Every line containing the string "modules" is to be copied from the records.
──────────
PR #1347, opened 2025-09-23
[ENG-2596] refactor: remove write modified state

dionlow:
### Summary
Continued work to migrate write modified state to derived state to reduce state management complexity.
- fix: headless write objects update mask
- add write objects to update mask if it is modified from server state

testWriteObjects

### DIFF
--- a/src/components/Configure/state/utils.ts
+++ b/src/components/Configure/state/utils.ts
@@ -1,4 +1,3 @@
-import isEqual from "lodash.isequal";
 import {
   Config,
   HydratedIntegrationFieldExistent,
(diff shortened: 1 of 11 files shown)


src/components/Configure/state/utils.ts
```diff
@@ -27,12 +26,30 @@ import {
   isIntegrationFieldMapping,
 } from "../utils";
 
-// uses lodash deep equality check to compare two saved write objects (typed checked)
+// compares two write objects by checking if they have the same objectNames
+// implementation detail: sdk generates selectedValueDefaults, selectedFieldSettings;
+// todo: switch to not pass the undefined values to the sdk
```
laurenzlong, line 31: this sentence is confusing, I think what you mean is "update openapi spec so the generated SDK no longer have undefined values for selectedValueDefaults, selectedFieldSettings"

nothing is passing undefined values to the SDK, the SDK is generating fields with undefined values

laurenzlong (approved):

PR #1353, opened 2025-09-30
[ENG-2411] feat: track dynamic mappings in the config

RajatPawar:
Previously, we only stored selected dynamic mappings in the config. This was an issue because when removing unknown fields from a write request on the server, it could have also been an unmapped dynamic mapping. 

To get around this, we needed to store all dynamic mappings in the config.

## Testing
Screenshot 2025-10-01 at 1 46 46 PM

Screenshot 2025-10-01 at 1 28 01 PM

Screenshot 2025-10-01 at 1 28 19 PM
Screenshot 2025-10-01 at 1 42 07 PM

Screenshot 2025-10-01 at 1 43 53 PM

## Changes
- Defines dynamic mapping types in https://github.com/amp-labs/openapi/pull/225/files to store all dynamic mappings that were available for the installation
- Removes the old dynamic mapping types that were manually defined in favor of generated types
- Sends over ALL dynamic mappings in an object's config, giving us a complete picture


src/components/Configure/state/utils.ts
```diff
@@ -231,6 +233,25 @@ export const generateSelectedFieldMappingsFromConfigureState = (
   return selectedRequiredMapFieldsSubmit;
 };
 
+/**
+ * generates dynamicFieldMappings object for Config from fieldMapping prop
+ * @param objectName - object name to get field mappings for
+ * @param fieldMapping - dynamic field mappings from InstallIntegration component
+ * @returns
+ */
+export const getObjectDynamicMappings = (
```
RajatPawar, line 242: simple function to get the object's dynamic mappings from the entire object

src/components/Configure/InstallIntegration.tsx
```diff
@@ -20,40 +21,11 @@ import { HydratedRevisionProvider } from "./state/HydratedRevisionContext";
...
-   * The name of the field in SaaS provider, if present, then we will not prompt the user to map the field.
-   */
-  fieldName?: string;
-};
-
 /**
  * A map of object names to FieldMappingEntry arrays, with each FieldMappingEntry representing a field.
  */
 export type FieldMapping = {
-  [key: string]: Array<FieldMappingEntry>;
```
dionlow, line 56: Depending on implementation; this could be a breaking change if FieldMappingEntry was used in the parent App. noting for version number.

src/components/Configure/InstallIntegration.tsx
```diff
@@ -20,40 +21,11 @@ import { HydratedRevisionProvider } from "./state/HydratedRevisionContext";
...
-   */
-  mappedValues?: MappedValue[];
-  /**
-   * The name of the field in SaaS provider, if present, then we will not prompt the user to map the field.
-   */
-  fieldName?: string;
-};
-
 /**
  * A map of object names to FieldMappingEntry arrays, with each FieldMappingEntry representing a field.
```
dionlow, line 25: Type in comment should be updated.

dionlow:
Just to clarify: we're storing a copy of the dynamic mappings array being passed in so the server has context? 

Would it make sense to separate the input entirely so we aren't coupling the mappings together? Would builders still pass in a dynamic mappings array in headless?

src/components/Configure/InstallIntegration.tsx
RajatPawar: I used the example from our docs, and added it under a testing section in our PR desc

dionlow (approved):
lgtm

PR #1646, opened 2026-09-03
[CON-3514] adding region parameter

buildstuff-2026:
Adds an internal `region` option to `AmpersandProvider`. With `region: "eu"`, all API requests go to `https://api.eu.withampersand.com` instead of the default `https://api.withampersand.com`.

  ```ts
  const options = { project: 'PROJECT', apiKey: 'API_KEY', region: 'eu' };
  <AmpersandProvider options={options}>…</AmpersandProvider>
```

#### Before the change the default endpoint was US
Screenshot 2026-09-03 at 13 03 07

#### After the change when passing EU it uses eu endpoint
Screenshot 2026-09-03 at 13 19 39

####  when someone sets a eu region on the lib, but the  `REACT_APP_AMP_SERVER` takes precedence
Screenshot 2026-09-04 at 14 17 00


RajatPawar (approved):
LGTM, can you also add a test screen of when someone sets a `eu` region on the lib, but the REACT_AMP_API_URL takes precedence? (i might be misremembering the exact env name)

PR #12563, opened 2019-12-04
Fixed missing drag markers when loading highcharts-3d module.

### LINKED ISSUE #12484: Draggable point + 3d = no drag markers for columns
#### Behaviour
If you will load `highcharts-3d` and `draggable-points` module then columns will not show the drag markers on hover making them impossible to drag.

This problem also affects Gantt charts if both "draggable" and "3d" files are loaded.

https://jsfiddle.net/BlackLabel/9zpL7tdy/

Hover over a column and notice the lack of the drag marker.
(It is sometimes possible to get the drag markers to show on columns after dragging the line in the demo.)

#### Product version
7.2.1

#### Affected browser(s)
Tested on Chrome v78 / Win10

marvin19:
Fixed #12484, drag markers for columns were not showing when `highcharts-3d` and `draggable-points` were loaded.

---
# Examples 
- [Demo of issue](https://jsfiddle.net/BlackLabel/9zpL7tdy/)
- [Demo of issue with fix applied](https://jsfiddle.net/k64y5ute/)
# Related issues
- Closes #12484

### DIFF
--- a/ts/modules/draggable-points.src.ts
+++ b/ts/modules/draggable-points.src.ts
@@ -2725,7 +2725,8 @@ function getFirstProp<T>(obj: Highcharts.Dictionary<T>): (T|undefined) {
 function mouseOver(point: Highcharts.Point): void {
     var series = point.series,
         chart = series && series.chart,
-        dragDropData = chart && chart.dragDropData;
+        dragDropData = chart && chart.dragDropData,
+        is3d = chart && chart.is3d && chart.is3d();
 
     if (
         chart &&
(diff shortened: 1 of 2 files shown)


ts/modules/draggable-points.src.ts
```diff
@@ -2726,6 +2726,8 @@ function mouseOver(point: Highcharts.Point): void {
     var series = point.series,
         chart = series && series.chart,
         dragDropData = chart && chart.dragDropData;
+    const is3DEnabled = chart && chart.options && chart.options.chart &&
```
TorsteinHonsi: Instead of checking the options structure, use the test designed for this: `is3d = chart && chart.is3d && chart.is3d()`.

TorsteinHonsi: And while we're at it, we should consolidate the code to either use only 'const' or only 'var' in the same function block, for the sake of consistency.

PR #12568, opened 2019-12-04
Fix zoom issues in treemap

### LINKED ISSUE #12488: Area selection error treemap
#### Expected behaviour
The area that is selected should increase

#### Actual behaviour
The area is exactly the opposite.

image-2019-10-04-17-37-49-565

#### Product version
Highcharts 7.2

#### Affected browser(s)
In all browsers

jon-a-nygaard:
Fixed #12488, selection zoomed to wrong area in the Treemap series.

---
# Description
The treemap series used `csvCoord=false` when calling `Axis.translate` for the y values, while `Axis.toValue` that is used to find new min and max for `Chart.zoom` assumes `csvCoord=true` for the y axis.
Solved by setting `csvCoord=true` when translating y values, and reversing the y-values before passing them into translate.

# Example(s)
- [Demo of issue](https://jsfiddle.net/jon_a_nygaard/s4xqouf2/)
- [Demo of issue with fix applied](https://jsfiddle.net/jon_a_nygaard/v529z0hs/)

# Related issue(s)
- Closes #12488

### DIFF
--- a/ts/modules/treemap.src.ts
+++ b/ts/modules/treemap.src.ts
@@ -1188,71 +1188,34 @@ seriesType<Highcharts.TreemapSeries>(
             });
         },
         setPointValues: function (this: Highcharts.TreemapSeries): void {
-            var series = this,
-                xAxis = series.xAxis,
-                yAxis = series.yAxis;
+            const series = this;
+            const { points, xAxis, yAxis } = series;
+            const styledMode = series.chart.styledMode;
 
-            series.points.forEach(function (
-                point: Highcharts.TreemapPoint
-            ): void {
-                var node = point.node,
-                    values = node.pointValues,
-                    x1,
-                    x2,
-                    y1,
-                    y2,
-                    crispCorr = 0;
+            // Get the crisp correction in classic mode. For this to work in
+            // styled mode, we would need to first add the shape (without x,
+            // y, width and height), then read the rendered stroke width
+            // using point.graphic.strokeWidth(), then modify and apply the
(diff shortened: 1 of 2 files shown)


ts/modules/treemap.src.ts
```diff
@@ -1188,71 +1188,40 @@ seriesType<Highcharts.TreemapSeries>(
...
-                    crispCorr = (
-                        (series.pointAttribs(point)['stroke-width'] || 0) % 2
-                    ) / 2;
-                }
+            const translateX = (value: number): number => Math.round(
+                xAxis.translate(value, false, false, false, true) as any
+            );
+            const translateY = (value: number): number => Math.round(
+                // Flip y-values so that 0 is top of the axis
+                yAxis.translate(100 - value, false, true, false, true) as any
```
pawelfus: Won't be better to use `xAxis.toPixels(value, true)` and `yAxis.toPixels(100 - value, true)` instead of defining another `translateX(value)` and `translateY(value)` method?

jon-a-nygaard: Thanks, good catch. `Axis.toPixels` is a better choice.
Was a bit unsure if I still should keep the local methods to avoid repeating rounding and the y-values logic, but I ended up removing the functions altogether.

jon-a-nygaard: Thanks, good catch. Axis.toPixels is a better choice.
Was a bit unsure if I still should keep the local methods to avoid repeating rounding and the y-values logic, but I ended up removing the functions altogether.

PR #12570, opened 2019-12-04
bugfix/7255-print-cancel-safari

### LINKED ISSUE #7255: Print is not working correctly on Highcharts.com demo page in Safari browser
#### Expected behaviour
Print functionality should work the same on all browsers.

#### Actual behaviour
In Safari browser printing chart is not working correctly and page refresh is needed.

https://www.highcharts.com/demo/line-basic

1. Click on print button
2. Click on cancel 

screen shot 2017-10-11 at 14 26 41

3. Click again on print button

The alert message is shown:
screen shot 2017-10-11 at 14 26 51

After clicking on 'print' chart is not displayed correctly:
──────────
#### WRITTEN RESPONSE
--- a/ts/modules/draggable-points.src.ts
+++ b/ts/modules/draggable-points.src.ts
ts/modules/draggable-points.src.ts
--- a/ts/modules/treemap.src.ts
+++ b/ts/modules/treemap.src.ts
ts/modules/treemap.src.ts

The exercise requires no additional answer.